At the centre of the play, perhaps because he was arguably the most powerful writer of the intelligentsia, is the mercurial character of Alexander Herzen. He makes a small appearance in the first part of the play that focuses on Michael Bakunin, the great friend of and rival of Herzen. But both parts two and three are about Herzen, while other important characters — Bakunin, the novelist Turgenev, Karl Marx, the Chartist leader Ernest Jones, the French revolutionary Louis Blanc and others — flit in and out of the stage.

Important members of the Russian intelligentsia could not of course survive under the Tsarist autocracy with its strict censorship. Those who could, like Herzen, lived in self-exile in Europe. The drama thus takes place in Paris, Switzerland and of course, London. The journey out from Russia was the great voyage.

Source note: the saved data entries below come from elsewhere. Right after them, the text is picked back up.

PR #408, opened 2023-12-22
Replace Mustache templates with simple implementation to reduce transitive dependencies

ghost:
One can provide their own prompt template implementation via SPI if needed.


Willam2004:
Mustache templates  support simple condition template render, but  simple implementation is not support. e.g
:  {{#schema}}  output text {{/schema}}

langchain4j:
Hi @Willam2004, this is a trade-off we had to make.
We assume that most users do not need advanced prompt templating features like loops and conditions, thus we removed mustache as a dependency from `langchain4j-core` which will benefit most of the users.

Users that need advanced prompt templating features now have such options:
1. Build `String`s outside of templating engine (e.g. using simple java `for`/`while` loops or `if`/`else` statements)
2. Ignore `PromptTemplate` in LangChain4j and use templating engine of their choice and provide `String`s to LangChain4j APIs
3. Implement `dev.langchain4j.spi.prompt.PromptTemplateFactory` interface with the templating engine of their choice and continue using `PromptTemplate`

We could probably provide 3 as a separate module (e.g. `langchain4j-mustache`), but this is not a priority at the moment.
Thank you for your understanding.

PR #1869, opened 2024-10-03
Add MongoDB filtering and deletion, and various upgrades

### LINKED ISSUE #1532: [BUG]  MONGODB Embedding Stores not working correctly
Hi,

I try to build a knowledge store with Pinecone and Mongodb, similar which I did successfully for Chroma, Weaviate, Elastic and Milvus. However with Mongodb I don't get any matches. 

I have 2 scripts. The first one creates embedding in the store. 

```
        TextSegment segment1 = TextSegment.from("I like football.");
        Embedding embedding1 = embeddingModel.embed(segment1).content();
        embeddingStore.add(embedding1, segment1);

        TextSegment segment2 = TextSegment.from("The weather is good today.");
        Embedding embedding2 = embeddingModel.embed(segment2).content();
        embeddingStore.add(embedding2, segment2);  

```

Later on I try to query with a question, but the size of the matching list is empty. 

```
import dev.langchain4j.data.embedding.Embedding;
import dev.langchain4j.data.segment.TextSegment;
import dev.langchain4j.model.embedding.AllMiniLmL6V2EmbeddingModel;
import dev.langchain4j.model.embedding.EmbeddingModel;
import dev.langchain4j.model.openai.OpenAiEmbeddingModel;
import dev.langchain4j.store.embedding.EmbeddingMatch;
import dev.langchain4j.store.embedding.EmbeddingSearchRequest;
import dev.langchain4j.store.embedding.EmbeddingStore;
import dev.langchain4j.store.embedding.chroma.ChromaEmbeddingStore;
import dev.langchain4j.store.embedding.mongodb.IndexMapping;
import dev.langchain4j.store.embedding.mongodb.MongoDbEmbeddingStore;

import com.mongodb.MongoClientSettings;
import com.mongodb.client.MongoClient;
import com.mongodb.client.MongoClients;
import com.mongodb.client.MongoCollection;
import com.mongodb.client.model.Filters;
import java.util.List;

import org.apache.commons.compress.utils.Sets;

import static java.lang.String.format;


public class ChromaEmbeddingStoreExample {

        MongoClient client;

        String username = "amirkhantest";
        String password = "...";
        String host = "cluster0.frw123123s.mongodb.net";
        String connectionString = format("mongodb+srv://%s:%s@%s/?retryWrites=true&w=majority", username, password, host);
        client = MongoClients.create(connectionString);

        EmbeddingModel embeddingModel = OpenAiEmbeddingModel.builder()
        .apiKey("...")
        .modelName("text-embedding-ada-002")
        .build();

        IndexMapping indexMapping = IndexMapping.builder()
        .dimension(embeddingModel.dimension())
        .metadataFieldNames(Sets.newHashSet("test-key"))
        .build();

        EmbeddingStore<TextSegment> embeddingStore = MongoDbEmbeddingStore.builder()
            .fromClient(client)
            .databaseName("test")
            .collectionName("test")
            .indexName("default")
            .indexMapping(indexMapping)
            .build();



        Embedding queryEmbedding = embeddingModel.embed("What is the capital of Switzerland?").content();
        List<EmbeddingMatch<TextSegment>> relevant = embeddingStore.findRelevant(queryEmbedding, 1, 0);
        List<EmbeddingMatch<TextSegment>> relevant2 = embeddingStore.findRelevant(queryEmbedding,3);


        System.out.println(relevant.size());
        EmbeddingMatch<TextSegment> embeddingMatch = relevant.get(0);
        System.out.println(queryEmbedding); // 0.8144288493114709

        queryEmbedding.normalize();
        System.out.println(queryEmbedding); // 0.8144288493114709

        System.out.println(embeddingMatch.score()); // 0.8144288493114709
        System.out.println(embeddingMatch.embedded().text()); // I like football.

    }
}
```

If there is a working example for Mongodb it would be great. 

Thanks
Amir

### LINKED ISSUE #1868: [FEATURE] MongoDbEmbeddingStore filtering and deletion

Filtering and deletion are not implemented by `MongoDbEmbeddingStore`.

Implement filtering and deletion, pass tests that extend `EmbeddingStoreWithFilteringIT` and `EmbeddingStoreWithRemovalIT`.

N/A, this is the suggested way to implement this functionality.

**Additional context**

A draft PR is available: #1869

katcharov:
## Issue

Closes #1868
Closes #1532

## Change

* Implement mongodb filtering and deletion (#1868)
* Move test boilerplate into a TestHelper
* Throw an exception if no index exists once the store is created (addresses #1532)
* Upgrade mongodb-driver-sync to 5.2.0
* Upgrade from legacy knnVector to vectorSearch
* Minor refactoring and fixes

## General checklist

- [ ] **No changes to core.** I have manually run all the unit and integration tests in the [core](https://github.com/langchain4j/langchain4j/tree/main/langchain4j-core) and [main](https://github.com/langchain4j/langchain4j/tree/main/langchain4j) modules, and they are all green


langchain4j-core/src/test/java/dev/langchain4j/store/embedding/EmbeddingStoreWithoutMetadataIT.java
```diff
@@ -356,7 +356,13 @@ void should_return_correct_score() {
                 .build()).matches()).isEqualTo(relevant);
     }
 
+    @Deprecated
```
langchain4j: Could you please explain why?

langchain4j-mongodb-atlas/src/test/java/dev/langchain4j/store/embedding/mongodb/MongoDbEmbeddingStoreWithFilteringIT.java
```diff
@@ -0,0 +1,60 @@
...
+import dev.langchain4j.model.embedding.EmbeddingModel;
+import dev.langchain4j.store.embedding.EmbeddingStore;
+import dev.langchain4j.store.embedding.EmbeddingStoreWithFilteringIT;
+import org.junit.jupiter.api.AfterAll;
+import org.junit.jupiter.api.AfterEach;
+import org.junit.jupiter.api.BeforeAll;
+
+import static dev.langchain4j.store.embedding.mongodb.TestHelper.*;
+
+public class MongoDbEmbeddingStoreWithFilteringIT extends EmbeddingStoreWithFilteringIT {
```
langchain4j:
```suggestion
public class MongoDbEmbeddingStoreIT extends EmbeddingStoreWithFilteringIT {
```

ghost (commented):
@katcharov thank you!

langchain4j-core/src/test/java/dev/langchain4j/store/embedding/EmbeddingStoreWithoutMetadataIT.java
katcharov: I extracted this to a static method, to use in a test class that did not extend this class. It seems like a generally useful utility method.

I added this to discourage use of this variant, since it seemed only necessary for a workaround. Looking closer, when Awaitility was added, it did not replace the sleep, but was [added before the sleep](https://github.com/langchain4j/langchain4j/pull/1610/files#diff-4c1e931865cee83990f37441139cbc2b0052a06b818f9d0396a9909f7a702dd7R326). I believe the sleep is no longer needed, but I am not set up to test Azure. I could add the following [commit](https://github.com/langchain4j/langchain4j/commit/99eddce0dcaa9c894acfa6490461bc1dcaf48dee) (removal of extra sleep) to this PR, or I could get rid of the Deprecated, or I could leave it. Let me know what you think.

katcharov:
As part of rebasing on #1859, I enabled container tests and [added a check](https://github.com/langchain4j/langchain4j/pull/1869/files#diff-cf0c855935403e01addf947679edb71504506055aa795c1398c3219133232373R416) for PENDING state to fix failures.

langchain4j-core/src/test/java/dev/langchain4j/store/embedding/EmbeddingStoreWithoutMetadataIT.java
langchain4j: @katcharov oh nice, it seems that sleep hack is not needed any more for Azure (just tested), so please feel free to apply your commit

langchain4j:
@katcharov many tests fail with the following error, could you please check?

```
com.mongodb.MongoTimeoutException: Timed out while waiting for a server that matches ReadPreferenceServerSelector{readPreference=primary}. Client view of cluster state is {type=UNKNOWN, servers=[{address=localhost:27017, type=UNKNOWN, state=CONNECTING, exception={com.mongodb.MongoSocketOpenException: Exception opening socket}, caused by {java.net.ConnectException: Connection refused: getsockopt}}]

	at com.mongodb.internal.connection.BaseCluster.logAndThrowTimeoutException(BaseCluster.java:427)
	at com.mongodb.internal.connection.BaseCluster.lambda$selectServer$0(BaseCluster.java:154)
	at com.mongodb.internal.time.Timeout.lambda$onExistsAndExpired$16(Timeout.java:236)
	at com.mongodb.internal.time.Timeout.lambda$run$10(Timeout.java:201)
	at com.mongodb.internal.time.TimePoint.checkedCall(TimePoint.java:98)
	at com.mongodb.internal.time.Timeout.call(Timeout.java:174)
	at com.mongodb.internal.time.Timeout.run(Timeout.java:194)
	at com.mongodb.internal.time.Timeout.onExistsAndExpired(Timeout.java:233)
	at com.mongodb.internal.time.Timeout.onExpired(Timeout.java:226)
	at com.mongodb.internal.connection.BaseCluster.selectServer(BaseCluster.java:153)
	at com.mongodb.internal.connection.SingleServerCluster.selectServer(SingleServerCluster.java:47)
	at com.mongodb.internal.binding.ClusterBinding.getReadConnectionSource(ClusterBinding.java:82)
	at com.mongodb.client.internal.ClientSessionBinding.getConnectionSource(ClientSessionBinding.java:108)
	at com.mongodb.client.internal.ClientSessionBinding.getReadConnectionSource(ClientSessionBinding.java:88)
	at com.mongodb.internal.operation.SyncOperationHelper.withSuppliedResource(SyncOperationHelper.java:148)
	at com.mongodb.internal.operation.SyncOperationHelper.withSourceAndConnection(SyncOperationHelper.java:129)
	at com.mongodb.internal.operation.ListCollectionsOperation.lambda$execute$2(ListCollectionsOperation.java:164)
	at com.mongodb.internal.operation.SyncOperationHelper.lambda$decorateReadWithRetries$13(SyncOperationHelper.java:317)
	at com.mongodb.internal.async.function.RetryingSyncSupplier.get(RetryingSyncSupplier.java:67)
	at com.mongodb.internal.operation.ListCollectionsOperation.execute(ListCollectionsOperation.java:175)
	at com.mongodb.internal.operation.ListCollectionsOperation.execute(ListCollectionsOperation.java:72)
	at com.mongodb.client.internal.MongoClusterImpl$OperationExecutorImpl.execute(MongoClusterImpl.java:358)
	at com.mongodb.client.internal.MongoIterableImpl.execute(MongoIterableImpl.java:156)
	at com.mongodb.client.internal.MongoIterableImpl.iterator(MongoIterableImpl.java:116)
	at com.mongodb.client.internal.MappingIterable.iterator(MappingIterable.java:42)
	at com.mongodb.client.internal.ListCollectionNamesIterableImpl.iterator(ListCollectionNamesIterableImpl.java:83)
	at com.mongodb.client.internal.ListCollectionNamesIterableImpl.iterator(ListCollectionNamesIterableImpl.java:35)
	at java.base/java.lang.Iterable.spliterator(Iterable.java:101)
	at dev.langchain4j.store.embedding.mongodb.MongoDbEmbeddingStore.isCollectionExist(MongoDbEmbeddingStore.java:381)
	at dev.langchain4j.store.embedding.mongodb.MongoDbEmbeddingStore.<init>(MongoDbEmbeddingStore.java:123)
	at dev.langchain4j.store.embedding.mongodb.MongoDbEmbeddingStore$Builder.build(MongoDbEmbeddingStore.java:241)
	at dev.langchain4j.store.embedding.mongodb.TestHelper.initialize(TestHelper.java:47)
	at dev.langchain4j.store.embedding.mongodb.TestHelper.initialize(TestHelper.java:43)
	at dev.langchain4j.store.embedding.mongodb.MongoDbEmbeddingStoreWithRemovalIT.<init>(MongoDbEmbeddingStoreWithRemovalIT.java:37)
	at java.base/java.lang.reflect.Constructor.newInstanceWithCaller(Constructor.java:502)
	at java.base/java.lang.reflect.Constructor.newInstance(Constructor.java:486)
	at java.base/java.util.Optional.orElseGet(Optional.java:364)
	at java.base/java.util.ArrayList.forEach(ArrayList.java:1596)
	at java.base/java.util.ArrayList.forEach(ArrayList.java:1596)
```

Martin7-1 (changes requested):
Looks like you change from `Atlas Search` to `Atlas Vector Search` right? Could you please check the javadoc in `MongoDbEmbeddingStore`?

Also, it's a breaking change, maybe we need documents to tell users how to migrate it from `AtlasSearch` to `AtlasVectorSearch` in detail.

langchain4j-mongodb-atlas/src/test/java/dev/langchain4j/store/embedding/mongodb/TestHelper.java
```diff
@@ -0,0 +1,116 @@
...
+                .applyConnectionString(new ConnectionString(mongodb.getConnectionString()));
+        return createClientFromBuilder(builder);
+    }
+
+    static MongoClient createClientFromEnv() {
+        boolean hasParts = HOST != null && USERNAME != null && PASSWORD != null;
+        Assumptions.assumeTrue(hasParts || CONNECTION_STRING != null,
+                "Skipping test: host/username/password, or connection string must be provided via env vars.");
+
+        String connectionString = CONNECTION_STRING != null
```
Martin7-1: Looks like `CONNECTION_STRING` is always non-null. How to test `MongoDB Atlas` on the cloud?

*additions:*

After double check your code, maybe we could make `CONNECTION_STRING` a environment variable so that we don't need to change the code.

langchain4j-mongodb-atlas/src/test/java/dev/langchain4j/store/embedding/mongodb/TestHelper.java
```diff
@@ -0,0 +1,116 @@
...
+                .fromClient(client)
+                .databaseName(dbName)
+                .collectionName("test_collection")
+                .indexName("test_index")
+                .indexMapping(indexMapping)
+                .createIndex(true);
+    }
+
+    void afterTests() {
+        getDatabase().drop();
```
Martin7-1: Looks like `MongoDB Atlas Cloud` does not allow user to drop database. (I don't find a way to trigger `MongoDB Atlas Cloud` test, so I change `CONNECTION_STRING` to `null` manually) 

```java
com.mongodb.MongoCommandException: Command failed with error 8000 (AtlasError): 'user is not allowed to do action [dropDatabase] on [test_database_1062281260.]' on server ac-fte18bh-shard-00-02.eo9fifu.mongodb.net:27017. The full response is {"ok": 0, "errmsg": "user is not allowed to do action [dropDatabase] on [test_database_1062281260.]", "code": 8000, "codeName": "AtlasError"}

	at com.mongodb.internal.connection.ProtocolHelper.getCommandFailureException(ProtocolHelper.java:210)
	at com.mongodb.internal.connection.InternalStreamConnection.receiveCommandMessageResponse(InternalStreamConnection.java:520)
	at com.mongodb.internal.connection.InternalStreamConnection.sendAndReceiveInternal(InternalStreamConnection.java:448)
	at com.mongodb.internal.connection.InternalStreamConnection.lambda$sendAndReceive$0(InternalStreamConnection.java:375)
	at com.mongodb.internal.connection.InternalStreamConnection.sendAndReceive(InternalStreamConnection.java:378)
	at com.mongodb.internal.connection.UsageTrackingInternalConnection.sendAndReceive(UsageTrackingInternalConnection.java:111)
	at com.mongodb.internal.connection.DefaultConnectionPool$PooledConnection.sendAndReceive(DefaultConnectionPool.java:748)
	at com.mongodb.internal.connection.CommandProtocolImpl.execute(CommandProtocolImpl.java:68)
	at com.mongodb.internal.connection.DefaultServer$DefaultServerProtocolExecutor.execute(DefaultServer.java:208)
	at com.mongodb.internal.connection.DefaultServerConnection.executeProtocol(DefaultServerConnection.java:113)
	at com.mongodb.internal.connection.DefaultServerConnection.command(DefaultServerConnection.java:82)
	at com.mongodb.internal.connection.DefaultServerConnection.command(DefaultServerConnection.java:73)
	at com.mongodb.internal.connection.DefaultServer$OperationCountTrackingConnection.command(DefaultServer.java:298)
	at com.mongodb.internal.operation.SyncOperationHelper.executeCommand(SyncOperationHelper.java:231)
	at com.mongodb.internal.operation.DropDatabaseOperation.lambda$execute$0(DropDatabaseOperation.java:61)
	at com.mongodb.internal.operation.SyncOperationHelper.withConnectionSource(SyncOperationHelper.java:167)
	at com.mongodb.internal.operation.SyncOperationHelper.withConnection(SyncOperationHelper.java:112)
	at com.mongodb.internal.operation.DropDatabaseOperation.execute(DropDatabaseOperation.java:60)
	at com.mongodb.internal.operation.DropDatabaseOperation.execute(DropDatabaseOperation.java:45)
	at com.mongodb.client.internal.MongoClusterImpl$OperationExecutorImpl.execute(MongoClusterImpl.java:379)
	at com.mongodb.client.internal.MongoDatabaseImpl.executeDrop(MongoDatabaseImpl.java:230)
	at com.mongodb.client.internal.MongoDatabaseImpl.drop(MongoDatabaseImpl.java:220)
	at dev.langchain4j.store.embedding.mongodb.TestHelper.afterTests(TestHelper.java:101)
	at dev.langchain4j.store.embedding.mongodb.MongoDbEmbeddingStoreLegacyIndexesIT.afterEach(MongoDbEmbeddingStoreLegacyIndexesIT.java:50)
	at java.base/java.util.ArrayList.forEach(ArrayList.java:1596)
	at java.base/java.util.ArrayList.forEach(ArrayList.java:1596)
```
PR #1888, opened 2024-10-08
Fix: #1875 throw exception if reason is other than CONTENT_FILTER

### LINKED ISSUE #1875: [BUG] Azure OpenAI integration fails to propagate HTTP errors
**Describe the bug**

I am using langchain4j-azure-open-ai in my project. I misconfigured some of the Azure deployment. As a result my chat client started returning the following text to the user: ```Status code 403, "{"error":{"code":"403","message": "Access denied due to Virtual Network/Firewall rules."}}"```

This is obviously nonsensical to show to the user and it is difficult to catch in my code because I'd have to pattern match the output. The implementation should throw an exception instead.

The underlying cause is the exception handling code in `AzureOpenAiChatModel` that swallows the exception and copies the exception message into the response passed to the user: https://github.com/langchain4j/langchain4j/blob/9d42a15ca8fb52d78158d11a429baf2af52528ba/langchain4j-azure-open-ai/src/main/java/dev/langchain4j/model/azure/AzureOpenAiChatModel.java#L319

**Log and Stack trace**

This is the response from Azure HTTP client that caused the issue:
```
HTTP/2 403 
content-type: application/json

{"error":{"code":"403","message": "Access denied due to Virtual Network/Firewall rules."}}
```

**To Reproduce**

Provoke an HTTP error code from Azure OpenAi endpoint, for example by configuring the firewall to reject the errors from your IP.
Call the `@AIService` with any prompt, receive a text response with "Status: 403 ..."

```
@AiService
fun interface LlmIntentRecognitionService {
    @SystemMessage(SYSTEM_MESSAGE)
    fun chat(text: String): String
```

**Expected behavior**

An exception is thrown that is specific to the error code, or an IOException that the caller can catch

This is what is done already in `OpenAiChatModel` here and I wonder if `AzureOpenAiChatModel` could do the same: https://github.com/langchain4j/langchain4j/blob/9d42a15ca8fb52d78158d11a429baf2af52528ba/langchain4j-open-ai/src/main/java/dev/langchain4j/model/openai/OpenAiChatModel.java#L279

- LangChain4j version: 0.34
- LLM(s) used: azure-open-ai
- Java version: Coretto-21 JDK
- Spring Boot version (if applicable): 3.3.4

**Additional context**

qiaoleiatms:
## Issue

Fixes #1875 

## Change
1. Throw exception when FailingReason is other than CONTENT_FILTER in `AzureOpenAiChatModel`
2. Assert exception is thrown when `model.generate(userMessage)`

## General checklist

### DIFF
--- a/langchain4j-azure-open-ai/src/main/java/dev/langchain4j/model/azure/AzureOpenAiChatModel.java
+++ b/langchain4j-azure-open-ai/src/main/java/dev/langchain4j/model/azure/AzureOpenAiChatModel.java
@@ -315,12 +315,6 @@ public class AzureOpenAiChatModel implements ChatLanguageModel, TokenCountEstima
             return response;
         } catch (HttpResponseException httpResponseException) {
             logger.info("Error generating response, {}", httpResponseException.getValue());
-            FinishReason exceptionFinishReason = contentFilterManagement(httpResponseException, "content_filter");
-            Response<AiMessage> response = Response.from(
-                    aiMessage(httpResponseException.getMessage()),
-                    null,
-                    exceptionFinishReason
-            );
             ChatModelErrorContext errorContext = new ChatModelErrorContext(
                 httpResponseException,
                 modelListenerRequest,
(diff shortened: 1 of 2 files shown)


langchain4j:
@qiaoleiatms thank you!

ghost (approved):

PR #1896, opened 2024-10-10
Fix that Qwen does not allow tool description to be null (but allows blank string)

jiangsier-xyz:
## Change
Fix that Qwen does not allow tool description to be null (but allows blank string)

## General checklist


ghost (approved):
@jiangsier-xyz thank you!

PR #1901, opened 2024-10-11
[DEPENDENCIES] Upgrade Kotlin version to 2.0.21 for #1897, cleanup dependencies, upgrade Milvus and Guava

kpavlov:
## Issue #1897 

Dependency upgrade before  #1897 

## Change

- Use Kotlin BOM for dependency resolution
- Remove explicit Kotlin dependencies from multiple modules
   This eliminates redundant Kotlin standard library dependencies across various `pom.xml` files. The change resolves potential conflicts and reduces unnecessary dependency overhead.
* Updated `guava` version from `32.0.0-jre` to `32.1.2-jre` in `langchain4j-zhipu-ai/pom.xml`.
* Updated Milvus SDK to version 2.4.2 

## General checklist


langchain4j:
@kpavlov thank you! Some modules still use `kotlin-stdlib-jdk8` (in this PR), is it on putpose?

A few things to make sure we are on the same page:
- `kotlin-stdlib-jdk8` is currently used only for okhttp and we plan to replace okhttp with jdk 11 httpclient by default, although okhttp could be used as well
- Does okhttp/retrofit works fine with `kotlin-stdlib` instead of `kotlin-stdlib-jdk8`?
- I cannot commit to keep Kotlin-related stuff in this repository, I need to understand the scope first

kpavlov:
Kotlin std-library dependency is `kotlin-stdlib`. `kotlin-stdlib-jdk8` should be used only on jdk 8 with Kotlin < 1.8. 
Since kotlin-bom is upgraded, it will get `kotlin-stdlib-jdk8` 2.0.21 automatically.
https://kotlinlang.org/docs/maven.html#set-dependencies

> Some modules still use kotlin-stdlib-jdk8 (in this PR), is it on putpose?

Nope, I didn't notice it, will fix.

I don't understand, why this dependency was added? In compile scope. There are no references to Kotlin stdlib code

> Does okhttp/retrofit works fine with kotlin-stdlib instead of kotlin-stdlib-jdk8?

That's the unit and integration testing for. `kotlin-stdlib-jdk8` will be used as transitive dependency.

kpavlov:
Let's merge #1913 first, I am not feeling comfortable to continue without tests

langchain4j-jlama/pom.xml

There is a marvellous scene where Stoppard successfully captures the debate, the excitement and the disappointment of the revolutionaries in Paris during the 1848 revolution, the year that made and unmade the hopes of so many of them. This is a play full of words and these constitute the drama, rather than any action. It is apt of course that a play about the intelligentsia should be short of action. The over-dependence on words in no way takes away from the speed of the play and its attractiveness. The strength of Stoppard is that he makes the characters appear real. They do not become set cardboard pieces, as often happens with plays and novels that deal with actual historical figures.

Herzen did not stop his quest for a different and just society at the political and economic level. He brought his ideals into his personal life and into his home. He helped every single revolutionary cause in Europe and any revolutionary who came to him for help with money and hospitality. His home was an open house throughout the year. Herzen also became the lover of his best friend’s wife. It led to anguish and suffering as the three of them continued to live together in their search for an idealized selfless love. Stoppard’s play captures these travails of Herzen’s life with some poignancy and also a dash of humour. The third part of the play, showing that period when so many of Herzen’s dreams seem to be coming apart, is perhaps the most moving.

Herzen once wrote, “in general modern man has no solutions”. Following this, Stoppard’s great play has no conventional denouement or a climax. It ends, as life often does, on a fade out.